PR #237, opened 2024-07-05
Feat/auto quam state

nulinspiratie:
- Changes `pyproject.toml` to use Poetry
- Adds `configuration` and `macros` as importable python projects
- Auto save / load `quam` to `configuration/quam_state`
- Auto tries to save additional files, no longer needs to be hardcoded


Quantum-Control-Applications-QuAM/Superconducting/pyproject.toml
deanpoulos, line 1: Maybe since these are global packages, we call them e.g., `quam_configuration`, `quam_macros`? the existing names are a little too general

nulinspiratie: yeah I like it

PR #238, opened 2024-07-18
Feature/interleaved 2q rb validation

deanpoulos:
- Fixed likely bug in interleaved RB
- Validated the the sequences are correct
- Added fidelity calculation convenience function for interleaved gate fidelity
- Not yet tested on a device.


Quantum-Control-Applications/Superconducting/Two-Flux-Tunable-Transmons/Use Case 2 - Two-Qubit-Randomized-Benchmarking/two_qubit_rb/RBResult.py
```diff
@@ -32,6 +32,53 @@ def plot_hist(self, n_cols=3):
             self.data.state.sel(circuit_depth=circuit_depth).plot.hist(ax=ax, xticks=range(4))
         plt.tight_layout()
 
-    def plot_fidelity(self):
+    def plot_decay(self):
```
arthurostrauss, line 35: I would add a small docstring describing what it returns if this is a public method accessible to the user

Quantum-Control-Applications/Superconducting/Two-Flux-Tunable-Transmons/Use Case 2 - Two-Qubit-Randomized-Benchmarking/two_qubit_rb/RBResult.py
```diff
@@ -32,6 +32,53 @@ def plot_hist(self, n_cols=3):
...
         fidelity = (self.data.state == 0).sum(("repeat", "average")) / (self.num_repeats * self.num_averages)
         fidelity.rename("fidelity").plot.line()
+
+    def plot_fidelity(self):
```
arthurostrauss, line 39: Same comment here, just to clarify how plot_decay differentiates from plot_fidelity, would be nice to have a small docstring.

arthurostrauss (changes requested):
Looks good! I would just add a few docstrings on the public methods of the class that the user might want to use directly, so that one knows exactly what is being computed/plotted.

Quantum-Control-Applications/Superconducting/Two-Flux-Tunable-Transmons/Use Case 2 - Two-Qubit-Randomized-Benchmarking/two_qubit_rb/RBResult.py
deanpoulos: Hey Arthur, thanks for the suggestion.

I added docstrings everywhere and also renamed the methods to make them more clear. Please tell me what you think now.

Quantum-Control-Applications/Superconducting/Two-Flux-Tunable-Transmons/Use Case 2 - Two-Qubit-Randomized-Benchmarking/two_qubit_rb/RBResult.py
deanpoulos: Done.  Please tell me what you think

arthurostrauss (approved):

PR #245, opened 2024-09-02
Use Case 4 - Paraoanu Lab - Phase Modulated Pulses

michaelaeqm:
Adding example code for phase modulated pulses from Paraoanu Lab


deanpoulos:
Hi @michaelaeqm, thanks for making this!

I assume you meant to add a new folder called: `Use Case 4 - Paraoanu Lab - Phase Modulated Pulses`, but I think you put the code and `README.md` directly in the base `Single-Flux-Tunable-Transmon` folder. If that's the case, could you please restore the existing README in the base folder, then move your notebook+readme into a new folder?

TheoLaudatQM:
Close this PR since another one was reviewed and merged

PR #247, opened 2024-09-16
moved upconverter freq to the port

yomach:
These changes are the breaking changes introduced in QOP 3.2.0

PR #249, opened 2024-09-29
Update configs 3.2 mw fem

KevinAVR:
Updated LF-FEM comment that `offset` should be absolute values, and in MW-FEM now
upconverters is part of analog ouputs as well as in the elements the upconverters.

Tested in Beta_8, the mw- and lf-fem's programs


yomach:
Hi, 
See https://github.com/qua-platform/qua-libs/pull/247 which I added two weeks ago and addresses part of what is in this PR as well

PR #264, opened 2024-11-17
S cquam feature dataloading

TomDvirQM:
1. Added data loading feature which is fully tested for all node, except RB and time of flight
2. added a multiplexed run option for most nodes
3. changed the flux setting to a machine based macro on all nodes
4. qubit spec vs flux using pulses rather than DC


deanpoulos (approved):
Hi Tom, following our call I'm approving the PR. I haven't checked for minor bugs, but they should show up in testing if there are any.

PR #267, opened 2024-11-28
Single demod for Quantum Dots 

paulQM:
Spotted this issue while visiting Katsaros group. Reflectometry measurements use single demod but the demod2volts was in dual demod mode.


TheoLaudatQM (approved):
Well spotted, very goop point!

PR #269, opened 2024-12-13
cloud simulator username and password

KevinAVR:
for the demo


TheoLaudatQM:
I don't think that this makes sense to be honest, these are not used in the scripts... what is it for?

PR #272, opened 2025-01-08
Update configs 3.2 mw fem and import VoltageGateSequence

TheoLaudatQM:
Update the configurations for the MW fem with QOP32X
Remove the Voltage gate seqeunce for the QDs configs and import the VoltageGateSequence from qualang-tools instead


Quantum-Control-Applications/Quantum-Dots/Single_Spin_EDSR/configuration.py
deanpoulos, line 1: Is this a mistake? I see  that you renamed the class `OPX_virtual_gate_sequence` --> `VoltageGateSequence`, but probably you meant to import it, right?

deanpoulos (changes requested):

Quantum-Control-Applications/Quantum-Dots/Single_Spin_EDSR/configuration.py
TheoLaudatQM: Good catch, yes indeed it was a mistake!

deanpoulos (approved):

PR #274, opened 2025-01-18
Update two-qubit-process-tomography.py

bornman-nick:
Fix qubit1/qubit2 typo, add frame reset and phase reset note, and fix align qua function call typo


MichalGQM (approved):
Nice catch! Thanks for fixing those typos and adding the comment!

**Problem to work on**
Print each record word for word.

**Solution for this task**
PR #237, opened 2024-07-05
Feat/auto quam state

nulinspiratie:
- Changes `pyproject.toml` to use Poetry
- Adds `configuration` and `macros` as importable python projects
- Auto save / load `quam` to `configuration/quam_state`
- Auto tries to save additional files, no longer needs to be hardcoded


Quantum-Control-Applications-QuAM/Superconducting/pyproject.toml
deanpoulos, line 1: Maybe since these are global packages, we call them e.g., `quam_configuration`, `quam_macros`? the existing names are a little too general

nulinspiratie: yeah I like it

PR #238, opened 2024-07-18
Feature/interleaved 2q rb validation

deanpoulos:
- Fixed likely bug in interleaved RB
- Validated the the sequences are correct
- Added fidelity calculation convenience function for interleaved gate fidelity
- Not yet tested on a device.


Quantum-Control-Applications/Superconducting/Two-Flux-Tunable-Transmons/Use Case 2 - Two-Qubit-Randomized-Benchmarking/two_qubit_rb/RBResult.py
```diff
@@ -32,6 +32,53 @@ def plot_hist(self, n_cols=3):
             self.data.state.sel(circuit_depth=circuit_depth).plot.hist(ax=ax, xticks=range(4))
         plt.tight_layout()
 
-    def plot_fidelity(self):
+    def plot_decay(self):
```
arthurostrauss, line 35: I would add a small docstring describing what it returns if this is a public method accessible to the user

Quantum-Control-Applications/Superconducting/Two-Flux-Tunable-Transmons/Use Case 2 - Two-Qubit-Randomized-Benchmarking/two_qubit_rb/RBResult.py
```diff
@@ -32,6 +32,53 @@ def plot_hist(self, n_cols=3):
...
         fidelity = (self.data.state == 0).sum(("repeat", "average")) / (self.num_repeats * self.num_averages)
         fidelity.rename("fidelity").plot.line()
+
+    def plot_fidelity(self):
```
arthurostrauss, line 39: Same comment here, just to clarify how plot_decay differentiates from plot_fidelity, would be nice to have a small docstring.

arthurostrauss (changes requested):
Looks good! I would just add a few docstrings on the public methods of the class that the user might want to use directly, so that one knows exactly what is being computed/plotted.

Quantum-Control-Applications/Superconducting/Two-Flux-Tunable-Transmons/Use Case 2 - Two-Qubit-Randomized-Benchmarking/two_qubit_rb/RBResult.py
deanpoulos: Hey Arthur, thanks for the suggestion.

I added docstrings everywhere and also renamed the methods to make them more clear. Please tell me what you think now.

Quantum-Control-Applications/Superconducting/Two-Flux-Tunable-Transmons/Use Case 2 - Two-Qubit-Randomized-Benchmarking/two_qubit_rb/RBResult.py
deanpoulos: Done.  Please tell me what you think

arthurostrauss (approved):

PR #245, opened 2024-09-02
Use Case 4 - Paraoanu Lab - Phase Modulated Pulses

michaelaeqm:
Adding example code for phase modulated pulses from Paraoanu Lab


deanpoulos:
Hi @michaelaeqm, thanks for making this!

I assume you meant to add a new folder called: `Use Case 4 - Paraoanu Lab - Phase Modulated Pulses`, but I think you put the code and `README.md` directly in the base `Single-Flux-Tunable-Transmon` folder. If that's the case, could you please restore the existing README in the base folder, then move your notebook+readme into a new folder?

TheoLaudatQM:
Close this PR since another one was reviewed and merged

PR #247, opened 2024-09-16
moved upconverter freq to the port

yomach:
These changes are the breaking changes introduced in QOP 3.2.0

PR #249, opened 2024-09-29
Update configs 3.2 mw fem

KevinAVR:
Updated LF-FEM comment that `offset` should be absolute values, and in MW-FEM now
upconverters is part of analog ouputs as well as in the elements the upconverters.

Tested in Beta_8, the mw- and lf-fem's programs


yomach:
Hi, 
See https://github.com/qua-platform/qua-libs/pull/247 which I added two weeks ago and addresses part of what is in this PR as well

PR #264, opened 2024-11-17
S cquam feature dataloading

TomDvirQM:
1. Added data loading feature which is fully tested for all node, except RB and time of flight
2. added a multiplexed run option for most nodes
3. changed the flux setting to a machine based macro on all nodes
4. qubit spec vs flux using pulses rather than DC


deanpoulos (approved):
Hi Tom, following our call I'm approving the PR. I haven't checked for minor bugs, but they should show up in testing if there are any.

PR #267, opened 2024-11-28
Single demod for Quantum Dots 

paulQM:
Spotted this issue while visiting Katsaros group. Reflectometry measurements use single demod but the demod2volts was in dual demod mode.


TheoLaudatQM (approved):
Well spotted, very goop point!

PR #269, opened 2024-12-13
cloud simulator username and password

KevinAVR:
for the demo


TheoLaudatQM:
I don't think that this makes sense to be honest, these are not used in the scripts... what is it for?

PR #272, opened 2025-01-08
Update configs 3.2 mw fem and import VoltageGateSequence

TheoLaudatQM:
Update the configurations for the MW fem with QOP32X
Remove the Voltage gate seqeunce for the QDs configs and import the VoltageGateSequence from qualang-tools instead


Quantum-Control-Applications/Quantum-Dots/Single_Spin_EDSR/configuration.py
deanpoulos, line 1: Is this a mistake? I see  that you renamed the class `OPX_virtual_gate_sequence` --> `VoltageGateSequence`, but probably you meant to import it, right?

deanpoulos (changes requested):

Quantum-Control-Applications/Quantum-Dots/Single_Spin_EDSR/configuration.py
TheoLaudatQM: Good catch, yes indeed it was a mistake!

deanpoulos (approved):

PR #274, opened 2025-01-18
Update two-qubit-process-tomography.py

bornman-nick:
Fix qubit1/qubit2 typo, add frame reset and phase reset note, and fix align qua function call typo


MichalGQM (approved):
Nice catch! Thanks for fixing those typos and adding the comment!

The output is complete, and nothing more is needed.